Task requirements => The answer must consist of each line below that contains the word "server", copied in full.

Items from a data source =>
PR #1261, opened 2021-07-07
Specify to use repository content_label for activation key content ov…

### LINKED ISSUE #1260: Update content_overrides label description with location for activation_key module docs
##### SUMMARY

Update activation_key module documentation with the best option for finding content_label for content_overrides

##### ISSUE TYPE
 - Feature Idea

wbclark:
…errides

Most entities in Katello have a "label", for example an Organization with name "ACME Organization" could have a label "ACME_Organization"

This is separate from the concept of a label in yum/dnf, which is referred to as a content_label for the repository in Satellite. In particular, the repository_info module will return the content_label for the repository, and this is the correct one to use when setting content_overrides.

### DIFF
--- a/plugins/modules/activation_key.py
+++ b/plugins/modules/activation_key.py
@@ -80,18 +80,20 @@ options:
     elements: str
   content_overrides:
     description:
-      - List of content overrides that include label and override state ('enabled', 'disabled' or 'default')
+      - List of content overrides that include label and override state
+      - Label refers to repository content_label, e.g. rhel-7-server-rpms
+      - Override state ('enabled', 'disabled', or 'default') sets initial state of repository for newly registered hosts
     type: list
     elements: dict
     suboptions:
       label:
         description:
-          - Label of the content override
+          - Repository content_label to override when registering hosts with the activation key
         type: str
         required: true
       override:
         description:
-          - Override value
+          - Override value to use for the repository when registering hosts with the activation key
         choices:
           - enabled
           - disabled
--- a/plugins/modules/activation_key.py
+++ b/plugins/modules/activation_key.py
@@ -81,14 +81,14 @@ options:
   content_overrides:
     description:
       - List of content overrides that include label and override state
-      - Label refers to repository content_label, e.g. rhel-7-server-rpms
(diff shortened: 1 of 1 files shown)


jamesmarshall24:
@wbclark maybe calling out `hammer activation-key product-content --name Activation_Key --organization-id 1` to get the content_label from org id 1, link to the KCS [How to override enable or disable a repository in an activation key using hammer command in Red Hat Satellite 6](https://access.redhat.com/solutions/3433551), or an example under "examples" on how to pull the label using repository_info -> activation_key would be really helpful for #1260

wbclark:
@jamesmarshall24 I like the idea. Let's see what the team thinks when we discuss it in the next issue triage.

evgeni:
Couple of things as food for thought:
* I prefer not to link to RH KCS, as those require an RH sub, which people might not have (or don't want to pick up a free devel sub)
* `content_label` is not a word, should we format it like [`C(content_label)`](https://docs.ansible.com/ansible/latest/dev_guide/developing_modules_documenting.html#linking-and-other-format-macros-within-module-documentation) to point out that it refers to a label (heh) in the code?

plugins/modules/activation_key.py
```diff
@@ -80,18 +80,20 @@
     elements: str
   content_overrides:
     description:
-      - List of content overrides that include label and override state ('enabled', 'disabled' or 'default')
+      - List of content overrides that include label and override state
+      - Label refers to repository content_label, e.g. rhel-7-server-rpms
```
```suggestion
      - Label refers to repository C(content_label), e.g. rhel-7-server-rpms
```

plugins/modules/activation_key.py
```diff
@@ -80,18 +80,20 @@
...
+      - Override state ('enabled', 'disabled', or 'default') sets initial state of repository for newly registered hosts
     type: list
     elements: dict
     suboptions:
       label:
         description:
-          - Label of the content override
+          - Repository content_label to override when registering hosts with the activation key
```
```suggestion
          - Repository C(content_label) to override when registering hosts with the activation key
```

evgeni (approved):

Task answer =>
+      - Label refers to repository content_label, e.g. rhel-7-server-rpms
-      - Label refers to repository content_label, e.g. rhel-7-server-rpms
+      - Label refers to repository content_label, e.g. rhel-7-server-rpms
      - Label refers to repository C(content_label), e.g. rhel-7-server-rpms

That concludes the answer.